Pero cuando los opinólogos se habían dado vuelta la chaqueta, cuando los falsos consejeros se habían alejado, cuando ni siquiera Vasco ni Memé podían apoyarlo, el refugio de la Virgen siempre estuvo ahí.
Así, el mini galán, hiperventilado, incombustible y resilente, fue capaz de ponerse de pie una vez más. Su brazo tatuado con la imagen de Jesucristo lo convirtió en un caballero cruzado, y se puso en carrera hacia la más esquiva de las conquistas: la estabilidad.

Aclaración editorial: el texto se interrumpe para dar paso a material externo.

PR #468, opened 2022-11-11
windows: consolidate all configurable versions in the config file

rawahars:
## Summary
Presently, we have OpenSSL and FlexBison versions hardcoded in the build scripts itself. This means that changing the same requires a change to the build script. Additionally, the versions are then scattered across all the build files making it harder to understand.

Therefore, as part of this change, we are consolidating all in the master config file for Windows.

## Description of changes:
windows: consolidate all configurable versions in the config file

### DIFF
--- a/windows.versions
+++ b/windows.versions
@@ -6,7 +6,9 @@
       "fluent-bit": "1.9.9",
       "kinesis-plugin": "v1.10.0",
       "firehose-plugin": "v1.7.0",
-      "cloudwatch-plugin": "v1.9.0"
+      "cloudwatch-plugin": "v1.9.0",
+      "openssl": "3.0.7",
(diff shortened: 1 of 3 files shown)


windows.versions
```diff
@@ -8,5 +8,7 @@
       "firehose-plugin": "v1.7.0",
       "cloudwatch-plugin": "v1.9.0"
     }
-  ]
+  ],
+  "openssl": "3.0.7",
+  "flexBison": "2.5.22"
```
PettitWesley, line 13: why isn't it part of a specific release in the list like the others??

PettitWesley (approved):

PettitWesley (approved):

Hoy, Edmundo se proyecta al futuro con la moderación y responsabilidad de quien se apresta a ser padre. Françoise, quien alguna vez fuera acusada de oportunista, ha demostrado un compromiso irrestricto con su hombre. Su mirada prístina, su sonrisa cargada de dulzura y su rostro angelical recuerdan -por qué no decirlo- al retrato de una virgen pintada por algún artista medieval flamenco.
Sí, es cierto. En los ojos de Edmundo brilla el optimismo, y su voz aguda pareciera querer subir cada día más alto en pos de su ideal.